▶ **WORK REQUEST**
Your response should be every line from the entries that includes the string "watches".

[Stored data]
◆ ◆ ◆ ◆ ◆ ◆ ◆
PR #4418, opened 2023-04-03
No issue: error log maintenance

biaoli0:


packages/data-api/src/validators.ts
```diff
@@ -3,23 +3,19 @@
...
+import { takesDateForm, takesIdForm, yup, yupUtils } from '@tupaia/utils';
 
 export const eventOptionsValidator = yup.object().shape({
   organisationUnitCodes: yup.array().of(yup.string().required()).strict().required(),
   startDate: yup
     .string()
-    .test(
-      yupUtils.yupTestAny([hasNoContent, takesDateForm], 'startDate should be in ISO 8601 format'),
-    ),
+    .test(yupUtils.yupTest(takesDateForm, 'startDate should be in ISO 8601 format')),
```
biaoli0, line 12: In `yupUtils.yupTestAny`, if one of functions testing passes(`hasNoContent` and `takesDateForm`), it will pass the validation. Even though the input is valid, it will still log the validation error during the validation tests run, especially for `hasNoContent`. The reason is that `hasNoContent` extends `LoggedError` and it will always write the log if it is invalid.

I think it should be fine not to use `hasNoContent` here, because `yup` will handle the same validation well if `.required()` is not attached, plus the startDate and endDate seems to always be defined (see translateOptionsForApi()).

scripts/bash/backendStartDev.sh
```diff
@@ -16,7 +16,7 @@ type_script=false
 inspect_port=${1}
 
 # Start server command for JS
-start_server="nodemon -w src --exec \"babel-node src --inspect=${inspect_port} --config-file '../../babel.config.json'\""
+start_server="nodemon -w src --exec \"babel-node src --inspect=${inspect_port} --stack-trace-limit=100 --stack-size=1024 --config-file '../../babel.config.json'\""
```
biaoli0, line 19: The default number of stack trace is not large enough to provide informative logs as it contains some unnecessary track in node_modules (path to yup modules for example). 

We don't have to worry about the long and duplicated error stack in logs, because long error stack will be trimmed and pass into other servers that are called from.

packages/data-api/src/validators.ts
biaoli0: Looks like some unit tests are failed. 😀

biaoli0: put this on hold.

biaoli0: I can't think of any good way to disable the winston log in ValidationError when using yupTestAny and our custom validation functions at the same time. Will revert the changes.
◆ ◆ ◆ ◆ ◆ ◆ ◆
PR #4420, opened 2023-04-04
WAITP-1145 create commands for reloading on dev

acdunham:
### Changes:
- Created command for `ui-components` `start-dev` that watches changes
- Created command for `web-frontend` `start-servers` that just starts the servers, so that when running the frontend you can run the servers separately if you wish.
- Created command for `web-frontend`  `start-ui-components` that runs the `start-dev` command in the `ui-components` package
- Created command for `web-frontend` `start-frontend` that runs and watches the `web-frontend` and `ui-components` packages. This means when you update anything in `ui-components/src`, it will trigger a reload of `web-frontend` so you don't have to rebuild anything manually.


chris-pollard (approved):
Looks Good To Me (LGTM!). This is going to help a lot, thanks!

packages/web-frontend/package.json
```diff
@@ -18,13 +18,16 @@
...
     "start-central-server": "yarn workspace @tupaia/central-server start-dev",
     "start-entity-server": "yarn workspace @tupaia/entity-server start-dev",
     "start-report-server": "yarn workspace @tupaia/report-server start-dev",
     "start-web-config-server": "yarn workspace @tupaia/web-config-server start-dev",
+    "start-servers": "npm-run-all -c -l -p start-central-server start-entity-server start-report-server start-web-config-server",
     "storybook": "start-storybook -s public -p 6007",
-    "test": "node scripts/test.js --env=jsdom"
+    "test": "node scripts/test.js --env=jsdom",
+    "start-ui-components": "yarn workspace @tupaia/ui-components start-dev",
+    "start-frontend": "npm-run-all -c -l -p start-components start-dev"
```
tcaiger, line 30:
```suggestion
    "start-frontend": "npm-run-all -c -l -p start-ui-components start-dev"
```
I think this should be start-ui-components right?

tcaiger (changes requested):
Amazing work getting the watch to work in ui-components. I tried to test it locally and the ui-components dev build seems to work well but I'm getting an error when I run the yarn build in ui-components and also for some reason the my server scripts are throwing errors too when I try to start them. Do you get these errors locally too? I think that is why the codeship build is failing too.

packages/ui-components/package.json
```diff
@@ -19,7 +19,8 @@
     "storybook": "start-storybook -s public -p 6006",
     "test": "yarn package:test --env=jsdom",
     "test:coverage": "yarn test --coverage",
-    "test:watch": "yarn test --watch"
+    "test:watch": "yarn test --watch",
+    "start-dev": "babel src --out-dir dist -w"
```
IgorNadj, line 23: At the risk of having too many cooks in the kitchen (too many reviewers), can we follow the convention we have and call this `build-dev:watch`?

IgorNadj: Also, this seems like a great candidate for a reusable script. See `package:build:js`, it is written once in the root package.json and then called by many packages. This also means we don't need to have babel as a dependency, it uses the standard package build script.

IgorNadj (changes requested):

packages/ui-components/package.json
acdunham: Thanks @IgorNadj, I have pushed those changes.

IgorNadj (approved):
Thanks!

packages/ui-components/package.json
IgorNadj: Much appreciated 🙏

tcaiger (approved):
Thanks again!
◆ ◆ ◆ ◆ ◆ ◆ ◆
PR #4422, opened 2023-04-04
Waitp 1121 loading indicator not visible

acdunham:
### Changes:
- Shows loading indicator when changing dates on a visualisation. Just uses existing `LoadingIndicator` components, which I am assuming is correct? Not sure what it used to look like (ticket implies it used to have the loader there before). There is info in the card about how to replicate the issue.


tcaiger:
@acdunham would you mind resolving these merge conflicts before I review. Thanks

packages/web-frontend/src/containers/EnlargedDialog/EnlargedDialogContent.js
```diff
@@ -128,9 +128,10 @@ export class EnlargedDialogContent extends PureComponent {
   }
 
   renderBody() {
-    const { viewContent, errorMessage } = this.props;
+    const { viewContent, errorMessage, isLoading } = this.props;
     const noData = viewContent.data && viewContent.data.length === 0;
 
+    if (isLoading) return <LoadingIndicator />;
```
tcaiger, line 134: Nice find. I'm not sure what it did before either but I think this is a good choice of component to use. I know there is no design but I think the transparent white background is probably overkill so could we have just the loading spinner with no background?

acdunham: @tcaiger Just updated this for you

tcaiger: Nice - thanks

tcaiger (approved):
◆ ◆ ◆ ◆ ◆ ◆ ◆
▶ **TASK SOLUTION**
- Created command for `ui-components` `start-dev` that watches changes
- Created command for `web-frontend` `start-frontend` that runs and watches the `web-frontend` and `ui-components` packages. This means when you update anything in `ui-components/src`, it will trigger a reload of `web-frontend` so you don't have to rebuild anything manually.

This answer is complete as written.